As with all good novels, The River’s Song is much more than the love story at its core, as satisfying as that already is. It’s a virtual chronicle of how modern Singapore came to be, and an accounting of the human and social costs of modernization, particularly at the fringes of society where every penny and every inch of land matters. Reflecting its author’s maturity and sensibility, it’s not the kind of angsty rant we tend to get from juvenile writers these days, but a poignant lament that holds out hope for redemption despite — to advert to a section heading — the darkness of the waters.
Here and there, in a spot or two, I might quibble with Suchen over a note that may be slightly off-key; I suspect, for example, that the stray quotation from the Irish poet Seamus Heaney springs more from the author than from the character, whose musical artistry and intelligence I can’t contest, but whose literary inclinations had never been clearly established. Otherwise Suchen — one of Singapore’s most celebrated writers — has an impeccable gift for dialogue and scene-setting; the novel is practically a script, needing just a camera to become the movie its material seems cut out for.
I spoke earlier of the stereotypes that we non-Singaporeans have of that place and its people. Suchen Lim banishes these stereotypes and much of our ignorance along with them. Of course there were poor and homeless Singaporeans. Of course there was principled resistance to the regime. Of course there’s a steamy underbelly to the façade of manicured lawn, polished glass, and hard-edged steel that contemporary Singapore projects. Those of us who visit and remark, perhaps too casually, about the “soullessness” of modern Singapore will have good cause to rethink that assumption; the soul may not be in Marina Bay Sands, but it’s clearly alive in the literary imagination.

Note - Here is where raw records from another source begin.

PR #183, opened 2024-05-16
Improve support for Array signals

jonmagic:
## Why?

We need signals to support array values because those are common return types and data structures in databases

```yaml
workflow:
  version: 1
  signals:
    r1:
      value: number[]
    r2:
      value: string[]
  frames:
    - frame:
      view:
        component: OTUqiDataProvider
        props:
          source: mysql-demo
          query: >
            SELECT JSON_ARRAY(1, NULL, 3) AS value
          output: [:r1]
      frames:
        - frame:
          view:
            component: DataDemo
            props:
              results: :r1
    - frame:
      view:
        component: OTUqiDataProvider
        props:
          source: mysql-demo
          query: >
            SELECT JSON_ARRAY('one', NULL, 'three') AS value
          output: [:r2]
      frames:
        - frame:
          view:
            component: DataDemo
            props:
              results: :r2
```

## How

This PR
- https://github.com/open-truss/open-truss/pull/183/commits/7cdf5873c3942c80a59ff1e06f48df411cc84f50 Updates the dynamic signals code to do lookups in the pre-existing list of signals. Previously, when you created a signal that wasn't in the predefined list, it would not use that list when defining signals inside of nested types (e.g. object properties). Now you can use predefined signals in nested types.
-  https://github.com/open-truss/open-truss/commit/94919ce621bd767ed8e3250918f1aec8fced2b00 Updated the front-end uqi type casting code to not call JSON.parse when the return value is a JSON type and it is already an array or object. The value has already been parsed and it was throwing an exception trying to parse it again.
- https://github.com/open-truss/open-truss/commit/e1d20bc3f395be001d978a6fb51167e3d8926854 Adds an array type mapping for the trino client so that uqi can process array types from trino.
- https://github.com/open-truss/open-truss/commit/599683875b87488e4560adaf84ea25ba0b70528c Cleans up the dynamic signals code to be more legible and adds support for multi-dimensional arrays.
- https://github.com/open-truss/open-truss/commit/5cb1d2e7271e3e5594347565ce0170560c62e45a Add demo for alternate multi dimensional array syntax 

cc @open-truss/engineers

### DIFF
--- a/packages/open-truss/src/signals/index.tsx
+++ b/packages/open-truss/src/signals/index.tsx
@@ -171,17 +171,17 @@ export const NavigateFrameSignal = SignalType<NavigateFrame>(
 export type NavigateFrameSignalType = z.infer<typeof NavigateFrameSignal>
 
 // Scalar types
-export const NumbersSignal = SignalType<(number | null)[]>(
+export const NumbersSignal = SignalType<Array<number | null>>(
   'number[]',
   z.array(z.number().nullable()).default([]),
 )
 export const NumberSignal = SignalType<number>('number', z.number().default(0))
-export const StringsSignal = SignalType<(string | null)[]>(
+export const StringsSignal = SignalType<Array<string | null>>(
   'string[]',
   z.array(z.string().nullable()).default([]),
 )
 export const StringSignal = SignalType<string>('string', z.string().default(''))
-export const BooleansSignal = SignalType<(boolean | null)[]>(
+export const BooleansSignal = SignalType<Array<boolean | null>>(
   'boolean[]',
   z.array(z.boolean().nullable()).default([]),
 )
--- a/packages/open-truss/src/signals/index.tsx
+++ b/packages/open-truss/src/signals/index.tsx
@@ -106,7 +106,7 @@ export function SignalType<T>(
 // - TODO it accepts predefined higher order types as valid types
 export function createSignal(
   configName: string,
-  signal: object | object[],
+  signal: object,
 ): SignalsZodType {
   const name = `${configName}-${signalNameFromObject(signal)}`
   if (name in SIGNALS) return SIGNALS[name].signal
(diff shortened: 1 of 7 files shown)


hktouw:
> SELECT JSON_ARRAY(1, NULL, 3) AS value

I think this returns a string since it is json so that is a type mismatch with the signal. The signal should be of type `string` instead of `number[]` or `string[]`.

That being said, dynamic signals does not yet support arrays or using predefined signals. So it doesn't support:

```
  signals:
    r1:
      arrayValue: number[]
    r2:
      predefinedSignal: User
```

Since we do have `number[]`, `string[]`, `boolean[]` as a predefined signals, all we need to do is support using predefined signals inside of dynamic signals. This commit does that and also updates the query in your workflow to return an array type instead of json string. https://github.com/open-truss/open-truss/pull/183/commits/7cdf5873c3942c80a59ff1e06f48df411cc84f50

However, it does not seem that uqi knows how to return array types as I'm getting this following error. I think once we teach uqi to know how to take array results from the database and convert them into json arrays we should be good to go. 

‎localhost3000otplayground15-arrays-signals-from-query 2024-05-17 at 6 20 37 PM

As an aside, I added the [debug flag](https://github.com/open-truss/open-truss/pull/183/commits/5c7a0ac7040c740ef6a3a1477eb63a5ea718da8a) to the workflow. Highly recommend keeping this on as the OT data provider component has a lot of useful output with that flag on.

jonmagic:
Thank you @hktouw!

> However, it does not seem that uqi knows how to return array types as I'm getting this following error. I think once we teach uqi to know how to take array results from the database and convert them into json arrays we should be good to go.

Since mysql does support a JSON type and uqi supports a JSON type we just need to teach uqi (if I haven't already) how to call JSON.parse on the string coming back when it is a JSON type.

hktouw:
> Since mysql does support a JSON type and uqi supports a JSON type we just need to teach uqi (if I haven't already) how to call JSON.parse on the string coming back when it is a JSON type.

Updated the code to not call JSON.parse when the return value is a JSON type and it is already an array or object. This seemed to address the issue with the double parse. https://github.com/open-truss/open-truss/pull/183/commits/94919ce621bd767ed8e3250918f1aec8fced2b00

> However, it does not seem that uqi knows how to return array types as I'm getting this following error. I think once we teach uqi to know how to take array results from the database and convert them into json arrays we should be good to go.

Adding this `array` type mapping seemed to just fixed it for trino. If we run into this issue again for other clients, we can give this a try there too. https://github.com/open-truss/open-truss/pull/183/commits/e1d20bc3f395be001d978a6fb51167e3d8926854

If you want to know Singapore beyond what the Lonely Planet guidebook will tell you, pick up a copy of The River’s Song; I know I’m going to look up Pagoda Street, one of the book’s locales, when I get the chance this week. The book is available on Amazon. (Suchen, a frequent Manila visitor and friend to many Filipino writers, also left a copy with the Gonzalo Gonzalez Reading Room of the UP Institute of Creative Writing in Diliman; have a look at it there, then find your own copy to cherish and to share.)